**TASK STATEMENT**
Could you output each line of the data that follows exactly?

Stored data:
################

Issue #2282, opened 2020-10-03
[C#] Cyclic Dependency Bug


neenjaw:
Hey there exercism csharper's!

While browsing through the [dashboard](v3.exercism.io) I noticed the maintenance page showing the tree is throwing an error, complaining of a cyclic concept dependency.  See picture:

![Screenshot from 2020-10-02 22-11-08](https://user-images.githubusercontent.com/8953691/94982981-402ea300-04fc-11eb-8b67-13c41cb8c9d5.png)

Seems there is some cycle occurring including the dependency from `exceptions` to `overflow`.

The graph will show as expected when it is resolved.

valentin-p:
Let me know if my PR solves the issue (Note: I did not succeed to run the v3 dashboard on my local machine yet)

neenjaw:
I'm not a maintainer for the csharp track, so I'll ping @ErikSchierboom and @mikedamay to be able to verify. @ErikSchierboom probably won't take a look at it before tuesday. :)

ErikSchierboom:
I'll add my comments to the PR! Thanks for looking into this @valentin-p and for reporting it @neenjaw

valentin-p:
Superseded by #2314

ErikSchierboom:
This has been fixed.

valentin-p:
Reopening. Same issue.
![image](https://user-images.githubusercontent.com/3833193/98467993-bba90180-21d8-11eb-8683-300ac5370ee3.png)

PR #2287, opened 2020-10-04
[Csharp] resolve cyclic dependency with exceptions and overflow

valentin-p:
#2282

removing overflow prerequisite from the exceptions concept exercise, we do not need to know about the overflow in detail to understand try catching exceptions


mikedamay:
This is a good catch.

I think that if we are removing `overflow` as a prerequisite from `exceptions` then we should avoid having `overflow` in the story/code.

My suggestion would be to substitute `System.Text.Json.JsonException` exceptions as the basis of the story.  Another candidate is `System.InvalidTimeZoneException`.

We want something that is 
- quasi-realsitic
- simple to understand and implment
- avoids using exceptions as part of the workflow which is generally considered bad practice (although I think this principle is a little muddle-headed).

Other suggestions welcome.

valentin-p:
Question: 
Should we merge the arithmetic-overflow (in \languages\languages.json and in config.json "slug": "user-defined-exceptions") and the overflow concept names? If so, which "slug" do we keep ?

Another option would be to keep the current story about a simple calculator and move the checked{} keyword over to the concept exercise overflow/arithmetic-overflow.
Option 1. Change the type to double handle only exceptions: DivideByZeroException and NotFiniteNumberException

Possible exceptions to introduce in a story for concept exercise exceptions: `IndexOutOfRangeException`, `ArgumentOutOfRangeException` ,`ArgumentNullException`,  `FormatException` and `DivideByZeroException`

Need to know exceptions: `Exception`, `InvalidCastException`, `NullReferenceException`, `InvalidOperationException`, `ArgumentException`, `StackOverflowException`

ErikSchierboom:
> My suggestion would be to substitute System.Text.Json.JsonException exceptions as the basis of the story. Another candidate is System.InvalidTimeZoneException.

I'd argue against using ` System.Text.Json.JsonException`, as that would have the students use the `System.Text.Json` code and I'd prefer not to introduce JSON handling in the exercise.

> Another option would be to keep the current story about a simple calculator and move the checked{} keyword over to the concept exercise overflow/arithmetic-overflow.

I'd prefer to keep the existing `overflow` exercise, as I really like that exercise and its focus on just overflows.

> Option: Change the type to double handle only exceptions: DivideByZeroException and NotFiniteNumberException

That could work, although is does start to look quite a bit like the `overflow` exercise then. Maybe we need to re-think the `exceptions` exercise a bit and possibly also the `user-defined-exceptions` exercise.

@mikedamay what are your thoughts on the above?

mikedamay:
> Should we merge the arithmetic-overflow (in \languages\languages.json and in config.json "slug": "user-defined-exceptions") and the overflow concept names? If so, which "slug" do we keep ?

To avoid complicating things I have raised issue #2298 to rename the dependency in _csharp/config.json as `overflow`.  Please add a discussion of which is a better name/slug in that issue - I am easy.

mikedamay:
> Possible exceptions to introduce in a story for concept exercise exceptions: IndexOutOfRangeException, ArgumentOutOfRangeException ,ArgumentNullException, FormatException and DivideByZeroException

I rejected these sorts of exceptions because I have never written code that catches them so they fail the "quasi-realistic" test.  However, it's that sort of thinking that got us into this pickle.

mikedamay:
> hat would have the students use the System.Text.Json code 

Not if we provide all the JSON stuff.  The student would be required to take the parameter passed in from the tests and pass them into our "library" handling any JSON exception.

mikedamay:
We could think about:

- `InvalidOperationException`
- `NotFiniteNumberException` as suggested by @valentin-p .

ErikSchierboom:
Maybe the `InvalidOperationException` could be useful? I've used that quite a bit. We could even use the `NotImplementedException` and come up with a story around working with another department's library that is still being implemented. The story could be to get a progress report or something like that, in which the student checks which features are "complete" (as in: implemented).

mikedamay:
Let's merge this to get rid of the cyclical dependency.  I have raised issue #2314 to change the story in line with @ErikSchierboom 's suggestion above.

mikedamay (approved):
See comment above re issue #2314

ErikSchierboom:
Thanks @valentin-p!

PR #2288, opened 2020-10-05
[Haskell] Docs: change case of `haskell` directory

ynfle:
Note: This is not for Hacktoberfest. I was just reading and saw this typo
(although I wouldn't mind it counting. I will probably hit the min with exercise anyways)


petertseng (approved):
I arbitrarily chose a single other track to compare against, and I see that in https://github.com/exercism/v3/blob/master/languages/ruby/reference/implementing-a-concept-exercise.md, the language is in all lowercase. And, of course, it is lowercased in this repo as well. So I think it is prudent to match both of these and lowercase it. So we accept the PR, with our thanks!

################

**EXERCISE OUTPUT**
Issue #2282, opened 2020-10-03
[C#] Cyclic Dependency Bug


neenjaw:
Hey there exercism csharper's!

While browsing through the [dashboard](v3.exercism.io) I noticed the maintenance page showing the tree is throwing an error, complaining of a cyclic concept dependency.  See picture:

![Screenshot from 2020-10-02 22-11-08](https://user-images.githubusercontent.com/8953691/94982981-402ea300-04fc-11eb-8b67-13c41cb8c9d5.png)

Seems there is some cycle occurring including the dependency from `exceptions` to `overflow`.

The graph will show as expected when it is resolved.

valentin-p:
Let me know if my PR solves the issue (Note: I did not succeed to run the v3 dashboard on my local machine yet)

neenjaw:
I'm not a maintainer for the csharp track, so I'll ping @ErikSchierboom and @mikedamay to be able to verify. @ErikSchierboom probably won't take a look at it before tuesday. :)

ErikSchierboom:
I'll add my comments to the PR! Thanks for looking into this @valentin-p and for reporting it @neenjaw

valentin-p:
Superseded by #2314

ErikSchierboom:
This has been fixed.

valentin-p:
Reopening. Same issue.
![image](https://user-images.githubusercontent.com/3833193/98467993-bba90180-21d8-11eb-8683-300ac5370ee3.png)

PR #2287, opened 2020-10-04
[Csharp] resolve cyclic dependency with exceptions and overflow

valentin-p:
#2282

removing overflow prerequisite from the exceptions concept exercise, we do not need to know about the overflow in detail to understand try catching exceptions


mikedamay:
This is a good catch.

I think that if we are removing `overflow` as a prerequisite from `exceptions` then we should avoid having `overflow` in the story/code.

My suggestion would be to substitute `System.Text.Json.JsonException` exceptions as the basis of the story.  Another candidate is `System.InvalidTimeZoneException`.

We want something that is 
- quasi-realsitic
- simple to understand and implment
- avoids using exceptions as part of the workflow which is generally considered bad practice (although I think this principle is a little muddle-headed).

Other suggestions welcome.

valentin-p:
Question: 
Should we merge the arithmetic-overflow (in \languages\languages.json and in config.json "slug": "user-defined-exceptions") and the overflow concept names? If so, which "slug" do we keep ?

Another option would be to keep the current story about a simple calculator and move the checked{} keyword over to the concept exercise overflow/arithmetic-overflow.
Option 1. Change the type to double handle only exceptions: DivideByZeroException and NotFiniteNumberException

Possible exceptions to introduce in a story for concept exercise exceptions: `IndexOutOfRangeException`, `ArgumentOutOfRangeException` ,`ArgumentNullException`,  `FormatException` and `DivideByZeroException`

Need to know exceptions: `Exception`, `InvalidCastException`, `NullReferenceException`, `InvalidOperationException`, `ArgumentException`, `StackOverflowException`

ErikSchierboom:
> My suggestion would be to substitute System.Text.Json.JsonException exceptions as the basis of the story. Another candidate is System.InvalidTimeZoneException.

I'd argue against using ` System.Text.Json.JsonException`, as that would have the students use the `System.Text.Json` code and I'd prefer not to introduce JSON handling in the exercise.

> Another option would be to keep the current story about a simple calculator and move the checked{} keyword over to the concept exercise overflow/arithmetic-overflow.

I'd prefer to keep the existing `overflow` exercise, as I really like that exercise and its focus on just overflows.

> Option: Change the type to double handle only exceptions: DivideByZeroException and NotFiniteNumberException

That could work, although is does start to look quite a bit like the `overflow` exercise then. Maybe we need to re-think the `exceptions` exercise a bit and possibly also the `user-defined-exceptions` exercise.

@mikedamay what are your thoughts on the above?

mikedamay:
> Should we merge the arithmetic-overflow (in \languages\languages.json and in config.json "slug": "user-defined-exceptions") and the overflow concept names? If so, which "slug" do we keep ?

To avoid complicating things I have raised issue #2298 to rename the dependency in _csharp/config.json as `overflow`.  Please add a discussion of which is a better name/slug in that issue - I am easy.

mikedamay:
> Possible exceptions to introduce in a story for concept exercise exceptions: IndexOutOfRangeException, ArgumentOutOfRangeException ,ArgumentNullException, FormatException and DivideByZeroException

I rejected these sorts of exceptions because I have never written code that catches them so they fail the "quasi-realistic" test.  However, it's that sort of thinking that got us into this pickle.

mikedamay:
> hat would have the students use the System.Text.Json code 

Not if we provide all the JSON stuff.  The student would be required to take the parameter passed in from the tests and pass them into our "library" handling any JSON exception.

mikedamay:
We could think about:

- `InvalidOperationException`
- `NotFiniteNumberException` as suggested by @valentin-p .

ErikSchierboom:
Maybe the `InvalidOperationException` could be useful? I've used that quite a bit. We could even use the `NotImplementedException` and come up with a story around working with another department's library that is still being implemented. The story could be to get a progress report or something like that, in which the student checks which features are "complete" (as in: implemented).

mikedamay:
Let's merge this to get rid of the cyclical dependency.  I have raised issue #2314 to change the story in line with @ErikSchierboom 's suggestion above.

mikedamay (approved):
See comment above re issue #2314

ErikSchierboom:
Thanks @valentin-p!

PR #2288, opened 2020-10-05
[Haskell] Docs: change case of `haskell` directory

ynfle:
Note: This is not for Hacktoberfest. I was just reading and saw this typo
(although I wouldn't mind it counting. I will probably hit the min with exercise anyways)


petertseng (approved):
I arbitrarily chose a single other track to compare against, and I see that in https://github.com/exercism/v3/blob/master/languages/ruby/reference/implementing-a-concept-exercise.md, the language is in all lowercase. And, of course, it is lowercased in this repo as well. So I think it is prudent to match both of these and lowercase it. So we accept the PR, with our thanks!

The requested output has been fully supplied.